Question

Circuits - @whpalmer4 @yakeyglee - If I know power for resistor two and the circuit voltage, how do I solve for resistance? Let me get a drawing and what I have so far...

Answer 1

Power is related to voltage drop across a resistor and the resistance of that resistor by \(P = V^2/R\) so \(R = V^2/P\).

Answer 2

P2=V2*I therefore P2=(R2/(8)R2)I

Answer 3

You can also use \[P=VI\]\[V = IR\]\[P=I*IR = I^2R\] to find the resistance from the power because you know \[I=\frac{V}{8R_2}\]

Answer 4

I'm sorry @whpalmer4... I still can't get it. \[P=V_{2}I\] but when we get down to the I=V/8R2 i cant find I because i don't know what r2 is?

Answer 5

I'm so confused

Answer 6

Okay, we know that \[V=IR\]so\[I=\frac{50}{4R_2+R_2+3R_2} = \frac{25}{4R_2}\]We also know that \[P = I^2R_2 = 160 \text{mW}\]Combine the two equations and you should be able to solve for \(R_2\)

Answer 7

\[.16=\left(\begin{matrix}50 \over\ 8R_{2}\end{matrix}\right)^2 \times R_{2}\]\]

\[.16=\left(\begin{matrix}2500 \over\ (64R_{2})^2\end{matrix}\right) \times R_{2}\]

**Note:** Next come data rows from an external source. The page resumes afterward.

PR #3367, opened 2016-09-27
MULE-10574: Add model validator for parameters that have the same name as then entries of a map

juandesi:


modules/extensions-support/src/main/java/org/mule/runtime/module/extension/internal/introspection/validation/NameClashModelValidator.java
```diff
@@ -213,6 +258,68 @@ private void validateClash(String existingNamingModel, String newNamingModel, St
                                                          typeOfNewNamingModel));
       }
     }
+
+    private void validateSingularizingClash(ParameterizedModel model) {
+      List<ParameterModel> parameters = model.getParameterModels();
+      parameters.forEach(
+                         p -> p.getType().accept(new MetadataTypeVisitor() {
```
alegmarra: create the visitor once, maybe even using a method to be more clear on what it is for. This way we avoid creating it N times, and also simplify this scope

modules/extensions-support/src/main/java/org/mule/runtime/module/extension/internal/introspection/validation/NameClashModelValidator.java
```diff
@@ -213,6 +258,68 @@ private void validateClash(String existingNamingModel, String newNamingModel, St
...
+                           public void visitArrayType(ArrayType arrayType) {
+                             validateSingular();
+                           }
+
+                           @Override
+                           public void visitDictionary(DictionaryType dictionaryType) {
+                             validateSingular();
+                           }
+
+                           private void validateSingular() {
```
alegmarra: I think is better to put this outside the visitor class. also rename to something more expressive on what is doing?

modules/extensions-support/src/main/java/org/mule/runtime/module/extension/internal/introspection/validation/NameClashModelValidator.java
```diff
@@ -213,6 +258,68 @@ private void validateClash(String existingNamingModel, String newNamingModel, St
...
+                             String singularName = singularize(p.getName());
+                             boolean allowInline = p.getModelProperty(XmlHintsModelProperty.class)
+                                 .map(XmlHintsModelProperty::allowsInlineDefinition)
+                                 .orElse(true);
+
+                             if (singularName.equals(p.getName()) || !allowInline) {
+                               return;
+                             }
+
+                             Optional<ParameterModel> clashingParam =
```
alegmarra: all this, including the exception throwing => new method
validateNameClashWithParameters?

modules/extensions-support/src/main/java/org/mule/runtime/module/extension/internal/introspection/validation/NameClashModelValidator.java
```diff
@@ -213,6 +258,68 @@ private void validateClash(String existingNamingModel, String newNamingModel, St
...
+                               throw new IllegalModelDefinitionException(format("Extension '%s' defines an %s of name '%s' which contains a '%s' "
+                                   + "parameter '%s' that when singularized clashes with another "
+                                   + "parameter '%s' in the same %s", extensionName,
+                                                                                describedReference, model.getName(),
+                                                                                type.getSimpleName(),
+                                                                                p.getName(), clashingParam.get().getName(),
+                                                                                describedReference));
+                             }
+
+                             Optional<String> nameClash =
```
alegmarra: all this, including the exception throwing => new method
validateNameClashWithTopLevelElements?

modules/extensions-support/src/main/java/org/mule/runtime/module/extension/internal/introspection/validation/NameClashModelValidator.java
```diff
@@ -168,16 +184,45 @@ private void validateTopLevelParameter(ParameterModel parameter, ParameterizedMo
...
+            .map(k -> {
+              DescribedParameter reference = singularizedObjects.get(k);
+              Collection<Named> namedElements = names.get(k);
+              if (!namedElements.isEmpty()) {
+                Named next = namedElements.iterator().next();
+                return format(
+                              "%s name '%s' contains parameter '%s' that clash when singularized with parameter '%s' in '%s'",
+                              reference.parent.getDescription(), reference.parent.getName(), reference.getName(), k,
+                              next.getName());
+              } else {
```
alegmarra: filter this when creating the singularClashes map, and also see if is not better just to have a Map<String, Set> instead of <String, Named>, specially since the value is never used

modules/extensions-support/src/main/java/org/mule/runtime/module/extension/internal/introspection/validation/NameClashModelValidator.java
```diff
@@ -66,13 +75,15 @@ public void validate(ExtensionModel model) throws IllegalModelDefinitionExceptio
...
     private final ExtensionModel extensionModel;
     private final Set<DescribedReference<Named>> namedObjects = new HashSet<>();
+    private final Map<String, DescribedParameter> singularizedObjects = new HashMap<>();
     private final Multimap<String, TopLevelParameter> topLevelParameters = LinkedListMultimap.create();
 
     public ValidationDelegate(ExtensionModel extensionModel) {
       this.extensionModel = extensionModel;
     }
 
     private void validate(ExtensionModel extensionModel) throws IllegalModelDefinitionException {
```
estebanwasinger: The actual logic doesn't check clashing between `@Configuration( name= "SomeConfig") ` and `@Configuration( name= "some-config")`

alegmarra: Good catch, in the DslSyntaxResolver we do `.withElementName(hyphenize(component.getName()))` for parameters. We can move this to `NameUtils.getElementName` and reuse it in both places.

marianogonzalez: was this resolved?

modules/extensions-support/src/main/java/org/mule/runtime/module/extension/internal/introspection/validation/NameClashModelValidator.java
```diff
@@ -168,27 +187,29 @@ private void validateTopLevelParameter(ParameterModel parameter, ParameterizedMo
...
-      return repeatedNames;
+      return namedObject.stream()
+          .filter(parameter -> !names.add(parameter.getName()))
+          .map(Named::getName).collect(toSet());
     }
 
     private void validateNameClashes(Collection<? extends Named>... collections) {
       Multimap<String, Named> names = LinkedListMultimap.create();
-      stream(collections).flatMap(Collection::stream).forEach(named -> names.put(named.getName(), named));
+      stream(collections).flatMap(Collection::stream).forEach(named -> names.put(NameUtils.hyphenize(named.getName()), named));
```
marianogonzalez: static import

modules/extensions-support/src/main/java/org/mule/runtime/module/extension/internal/introspection/validation/NameClashModelValidator.java
```diff
@@ -199,12 +220,34 @@ private void validateNameClashes(Collection<? extends Named>... collections) {
             i++;
           }
 
-          errorMessage.append(format(" which name is '%s'. Names should be unique", entry.getKey()));
+          errorMessage.append(format(" which alias name is '%s'. Names should be unique", entry.getKey()));
```
marianogonzalez: why did you added the alias concept in the message? It doesn't always apply and when it does it's kind of obvious...

modules/extensions-support/src/main/java/org/mule/runtime/module/extension/internal/introspection/validation/NameClashModelValidator.java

\[.16=\left(\begin{matrix}2500 \over\ 64R_{2}\end{matrix}\right)\]

Answer 8

= .004096 ?

Answer 9

\[(\frac{25}{4R_2})^2R_2=160\text{mW}\]\[\frac{625}{16R_2}=160\text{mW}\]\[R_2=\frac{625}{16*160*10^{-3}} \approx 244.141 \Omega\]\[I=\frac{25}{4*244.141}=25.6\text{mA}\]\[V=I*(R_1+R_2+R_3) =25.6*10^{-3}*(8*244.141) = 50\]

Answer 10

Wowzers i messed that up quite a bit
Let me take in your math so i can actually use this effectively

Answer 11

You mistyped the denominator in the second equation, but didn't actually heed what it said, so got the right 3rd equation.
\[0.16=\frac{2500}{64R_2}\]\[0.16*64*R_2=2500\]\[R_2=\frac{2500}{0.16*64}=\frac{2500}{10.24} = 244.140625\]Maybe you just pushed the buttons wrong on the calculator? Or your slide rule needs lubricating :-)

Answer 12

That is what i was just about to say, when i plugged it into the calc it was a miss type from the start... thank you for clearing this up. looks like this was the hardest problem from the lot, i was able to finish most of them in the time it took working on these two problems with you. Thank you very much @whpalmer4 !!!

Answer 13

You're welcome, of course! What class is this for?

Answer 14

Ha, embarrassing enough, this is circuits I, which is just a simple 1140 series class...

Answer 15

What's the textbook you are using?

Answer 16

http://books.google.com/books/about/Circuit_Analysis.html?id=5UiGuAAACAAJ

Answer 17

Are you in agreement that the text provides "a thorough, engaging introduction to the theory"? :-)

Answer 18

I think they write that in the review of every circuit theory textbook ever written. I'm not sure it has ever been true :-)

Answer 19

Wellllllll it seemed like that until i started working on this homework, plus it didnt help that the prof. didnt prepare us for this kind of work... even though it is algebra.

Answer 20

Haha, no it has not, unfortunately.

Answer 21

Well, it could be worse, in physics textbooks they always want you to compute the resistance of grids of interconnected resistors stretching off to infinity and beyond :-)

Answer 22

Damn, well that gives me a little peek into my future :( haha. I really appreciate the help though!

Answer 23

But, a lot of this is just a matter of seeing some good examples and working a bunch of problems until you get the hang of it.

Answer 24

Thats what I am really hoping for

Answer 25

Well, shoot me a message if you get stuck on one and no one seems to be helping. Hopefully the reason for that won't be that the problem is impossibly difficult :-)

Answer 26

Thank you sooo much, I'd hate to bug you but you really know what you're doing!

Answer 27

Don't sweat it. You won't occupy any more of my time than I'm willing to spend here. As long as whoever is using my time is learning something, I'm happy.

Answer 28

And it turns out that explaining things to someone else is a good way to reinforce your own understanding.

Answer 29

That is so awesome of you. I try and help out others in math when I can, and when I know how to get it right haha, but lately its been working on this and calcII for hours and hours on end

Answer 30

It does help quite a bit, that is why I enjoy helping others if I get the chance.

Answer 31

Well, time for me to turn in, it's almost 2:30 AM here on the west coast.

Answer 32

Sitting here at 3:30 AM almost done though. Thank you so much for the help again!